(Items listed in a dataset)
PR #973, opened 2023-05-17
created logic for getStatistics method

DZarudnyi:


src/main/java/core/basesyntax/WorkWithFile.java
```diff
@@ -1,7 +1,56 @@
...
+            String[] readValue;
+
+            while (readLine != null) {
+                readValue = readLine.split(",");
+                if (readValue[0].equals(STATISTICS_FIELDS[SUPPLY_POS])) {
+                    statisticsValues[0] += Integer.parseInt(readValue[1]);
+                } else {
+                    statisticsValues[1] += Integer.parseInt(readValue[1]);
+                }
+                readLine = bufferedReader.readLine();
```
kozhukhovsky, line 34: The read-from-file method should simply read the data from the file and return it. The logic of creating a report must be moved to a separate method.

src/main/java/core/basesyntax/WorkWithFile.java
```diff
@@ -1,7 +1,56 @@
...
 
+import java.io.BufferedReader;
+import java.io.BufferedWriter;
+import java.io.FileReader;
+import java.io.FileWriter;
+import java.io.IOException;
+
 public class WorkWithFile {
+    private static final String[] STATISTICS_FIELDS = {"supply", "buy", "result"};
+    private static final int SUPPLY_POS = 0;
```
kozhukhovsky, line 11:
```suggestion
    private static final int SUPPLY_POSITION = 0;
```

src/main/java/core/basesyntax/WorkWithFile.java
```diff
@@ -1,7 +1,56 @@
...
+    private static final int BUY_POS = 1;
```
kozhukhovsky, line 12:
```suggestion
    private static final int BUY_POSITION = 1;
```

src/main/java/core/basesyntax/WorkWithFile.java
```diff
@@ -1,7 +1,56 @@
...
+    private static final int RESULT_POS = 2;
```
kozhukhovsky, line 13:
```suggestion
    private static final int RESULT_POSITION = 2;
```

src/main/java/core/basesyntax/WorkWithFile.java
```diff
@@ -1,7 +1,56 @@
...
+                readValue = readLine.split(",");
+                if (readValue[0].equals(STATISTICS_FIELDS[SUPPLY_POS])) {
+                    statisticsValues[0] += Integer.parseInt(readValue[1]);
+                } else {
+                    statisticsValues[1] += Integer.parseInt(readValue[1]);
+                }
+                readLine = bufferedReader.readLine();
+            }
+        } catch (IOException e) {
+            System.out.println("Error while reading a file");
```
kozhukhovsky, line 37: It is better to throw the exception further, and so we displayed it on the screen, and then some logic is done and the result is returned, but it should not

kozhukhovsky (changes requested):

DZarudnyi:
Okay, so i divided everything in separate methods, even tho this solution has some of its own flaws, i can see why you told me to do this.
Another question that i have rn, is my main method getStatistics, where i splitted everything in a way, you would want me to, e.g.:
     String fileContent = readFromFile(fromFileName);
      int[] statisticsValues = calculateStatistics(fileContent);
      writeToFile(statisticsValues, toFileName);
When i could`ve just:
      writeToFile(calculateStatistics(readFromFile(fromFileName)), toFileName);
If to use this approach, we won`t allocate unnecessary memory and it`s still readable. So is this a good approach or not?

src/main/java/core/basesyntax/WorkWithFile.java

EXERCISE INSTRUCTIONS
Among the lines above, return those that hold the word "getStatistics".

ANSWER FOR THIS EXERCISE
created logic for getStatistics method
Another question that i have rn, is my main method getStatistics, where i splitted everything in a way, you would want me to, e.g.:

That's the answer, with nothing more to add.